Just days earlier the immigrant rights group Voces de la Frontera, joined by local Muslim organizations and other groups, had issued a call for a statewide “Day without Latinxs, Immigrants, and Refugees.” They challenged people not to go to work, and students not to go to school, but instead to take part in a massive act of defiance in the streets of Milwaukee. Organizers said more than 150 businesses closed for the day.
The call for the protest was issued in the midst of the nationwide, coordinated series of immigration raids launched by ICE. These raids took place in the wake of the Trump regime's cold-blooded order to round up and deport undocumented immigrants everywhere. Shortly after Trump signed his executive order instructing government agencies “to deploy all lawful means to secure the Nation’s southern border, to prevent further illegal immigration into the United States,” Sheriff Clarke declared that he was going to turn his local sheriffs into immigration officers in partnership with Immigration and Customs Enforcement (ICE). This is the government's 287(g) program, which gives local and state officers the power to arrest and detain undocumented people as deputized immigration agents. This program was developed under Obama's administration. Known as “Secure Communities,” it was pulled back when a number of major cities and local police opposed it.

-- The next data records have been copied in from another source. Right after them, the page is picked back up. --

PR #1610, opened 2022-06-10
🐛 Fix `maxFeePerGas` value set by `makeBlockEstimate`

henryboldi:


greg-nagy (approved):
love the readability refactor :) 

and also the fact that it's fixes the bug

PR #1616, opened 2022-06-13
🫥 Fix linter warnings

jagodarybacka:
Disable the linter `no-non-null-assertion` rule where it is needed.

### DIFF
--- a/src/window-provider.ts
+++ b/src/window-provider.ts
@@ -1,4 +1,3 @@
-/* eslint-disable @typescript-eslint/no-non-null-assertion */
 import {
   WindowListener,
   WindowRequestEvent,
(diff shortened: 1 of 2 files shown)


Shadowfiend:
All linter disables should come with an explanatory comment on why we are disabling. If you need some insight to fill in, we can ask the folks who originally introduced the behavior to see if they can share why they ignored the linter warning :)

In the case of this ignore:

https://github.com/tallycash/extension/blob/3dd12c5ebbcd7a2d41113d112fa0c92c8c4fecd8/window-provider/index.ts#L97

I would consider adding an if that checks for the non-nullness, and throw an exception with a clear error message if that invariant isn't true (e.g. “Expected window.tally to be set but it is not; Tally Ho provider configured incorrectly.”).

src/window-provider.ts
```diff
@@ -1,3 +1,4 @@
+/* eslint-disable @typescript-eslint/no-non-null-assertion */
 import {
```
jagodarybacka, line 2: @greg-nagy please let me know what comment should I add to the lines https://github.com/tallycash/extension/blob/3dd12c5ebbcd7a2d41113d112fa0c92c8c4fecd8/src/window-provider.ts#L91-L96 to explain non null assertion 😄

greg-nagy: We are defining the [window.walletRouter](https://github.com/tallycash/extension/blob/3dd12c5ebbcd7a2d41113d112fa0c92c8c4fecd8/src/window-provider.ts#L25) above in the same injected script, so it's safe to assume that it's there. I am just not sure how to inform typescript about this. 

It was important to have this as an [optional property on window](https://github.com/tallycash/extension/blob/d19915b29b629d762e9186085faf7d5e79a80bce/env.d.ts#L37) because it only exists in the dapp window context, not in other places.

jagodarybacka: Changed but the same check must be done inside the `Proxy.get`

Shadowfiend:
Stunning y'all! 🙌

PR #1617, opened 2022-06-13
🧚 Minor transaction and gas improvements

jagodarybacka:
### What has changed

- renamed `updateOptions` to `updateTransaction` as we are not only updating transaction's options (what options? network/gas options?) but this function is updating a whole set of transaction data
- removed duplicated gas settings redux selector - selector `selectDefaultNetworkFeeSettings` has been duplicated but only one function has been used. Removed unused one and moved the missing `baseFeePerGas` field to the other selector
- fixed showing gas price instead of `TBD` - If we know gas limit by suggested gas limit or selected by a user then we
should show the estimated gas value in the network settings selector button

### DIFF
--- a/background/main.ts
+++ b/background/main.ts
@@ -69,7 +69,7 @@ import {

Trump's executive order calls for this program to be brought back in cities everywhere; and to punish any that resist, especially those that are now declaring themselves “sanctuary jurisdictions.” Clarke is by no means alone; sheriffs and police chiefs all over the country cannot wait to be able to go "full bore" in rounding up immigrants, with or without papers, who to them are all “criminal aliens.”
On January 27th Clarke responded to a query from The Associated Press: “President Trump made it clear with his executive order on enforcement of our immigration laws.” And, “No more catch and release of criminal illegal aliens. I will assign as many deputies to this initiative as I can. It is a public safety priority.” Clarke is very publicly leading the way in fully loading Trump's fascist assault by adding the armed might of state and local police fully integrated at every level in the war on immigrants. Clarke, a Black, right wing reactionary, has fully embraced the fascism of the Trump-Pence regime. He was considered as a possible pick to be the head of Trump's Department of Homeland Security. And he has been widely promoted in the media nationally, including for his disgusting attack on the Black Lives Matter movement, calling those involved “terrorists.”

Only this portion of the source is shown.